"Children will do well if they can. If they are not doing well, something must be getting in the way. Let's figure out what it is so we can help." - Unknown source



I use my expertise in the law and in education to seek school experiences that meet the needs of my clients’ children. (I will refer here to adolescents as “children,” meaning only that they are my clients’ children.) My greatest professional accomplishment is that I frequently persuade schools to provide services in excess of the schools’ legal obligations. I also am pleased that those who have worked with me, including former clients, other school attorneys, psychologists, psychiatrists, psychotherapists, and educators, have referred the majority of my clients.

I advise my clients about law and about educational services and processes. I explain the steps that they can take themselves. I refer my clients to evaluators who are extremely competent clinicians and who can communicate constructively with educators. I directly represent my clients in a variety of situations, including: in telephone conferences; in disciplinary hearings; at eligibility meetings; at IEP meetings; in mediation; in hearings, and in meetings with educational, medical and mental health providers. I focus on solving problems at the earliest possible point. I strive to solve problems in ways that result in the best possible relationships between the parents and educators. I give my clients strategies and information that help them to advocate for their children. I help students to become advocates in seeking the assistance necessary for their own educational needs to be met.

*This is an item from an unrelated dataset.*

PR #4019, opened 2026-09-17
feat(solana): encode host chain ids with type byte 0x01

Eikix:
## Summary

Solana host `chain_id` is now type byte `0x01` plus a 56-bit cluster tag. The old SHA-256 + bit-63 marker is gone. EVM stays type byte `0x00`. Anything else is refused.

I interact with educators about educational practices, services, strategies, and methods as well as about their legal obligations. I have earned a Master’s Degree in special education and a Doctoral Degree in education in addition to a law degree. I worked in schools for over thirty years as a teacher, an administrator, and an attorney. I have worked with hundreds of school administrators and staff members and with the majority of attorneys representing school districts in the Chicago metropolitan area. I know the cultures in schools. I know the politics of schools. Consequently, my unique knowledge, skills, and expertise help my clients obtain the services that their children need.

I use a style of interaction that promotes a cooperative focus on the needs of the child. Often, persuasion is much more effective than attempts at coercion, so I avoid contention and hostility as much as possible. This approach is likely to be effective because educators will do much more for a child if they want to help the child than if they are forced to help the child. Although adversarial processes are sometimes necessary to help children obtain benefits, those processes can be conducted in ways that are not disrespectful, uncivil, or impolite. I focus on the fact that, after the immediate issues are resolved, parents, children and educators must work together for the good of the child.

My expertise is widely recognized, and I am frequently asked to speak to groups of educators, school board members, and parents.

I take great satisfaction in making a difference in the education of a child or adolescent. A parent usually comes to me unhappy about school experiences and progress or anticipating the need for special help in school. When we finish our work together, I see, and my clients tell me about, the differences that I have made. Most gratifying of all, former clients tell me about the successes that occurred as a result of my work. These successes motivate me to do this work. By retaining me to seek the school assistance and services that a child deserves, a parent show enormous trust and confidence. When agreeing to advise and/or represent a client, I take very seriously the responsibilities that I am accepting.

Parents often express fear that their children will be the victims of retaliation as a result of retaining an attorney to assist their children. I have never encountered retaliation against a child as a result of representation. This is not to say that it could never occur. Certainly, parents should expect that some educators will be unhappy if parents are advocates for their children, but those are adult problems that are much less important than their children’s education.

Parents often tell me that they fear deterioration in their relationships with educators will occur if they retain an attorney. My response: “How good can the relationship be, and how important is it, if your child is not receiving an appropriate education?”

The first step in getting children with disabilities what they need is writing appropriate IEPs. The next, and essential, step is insuring that educators follow the IEPs. If parents have tools to monitor IEP implementation, they can increase the likelihood that IEPs will be followed. Therefore, I advocate for inclusion of structured school-to-home communications in IEPs. Also, I advise parents that they need to immediately contact educators if IEPs are not being followed. Direct contact by the parents is more efficient than attorney-to-attorney contact, but the latter is an option if the former is not effective.

No attorney can guarantee a particular outcome. Clients should be wary of any attorney who promises success in achieving a client’s goals.

Open communications between clients and attorneys are essential. Without full disclosure and information, attorneys cannot effectively represent and advise clients. I encourage clients to keep me fully informed and I strive to fully and promptly inform them. I typically do not charge clients for emails and voice mails that only give status information and do not ask for advice or action. I never charge clients for questions about my fees or invoices. I always return telephone calls quickly and do my utmost to be available when clients are available and when they need assistance.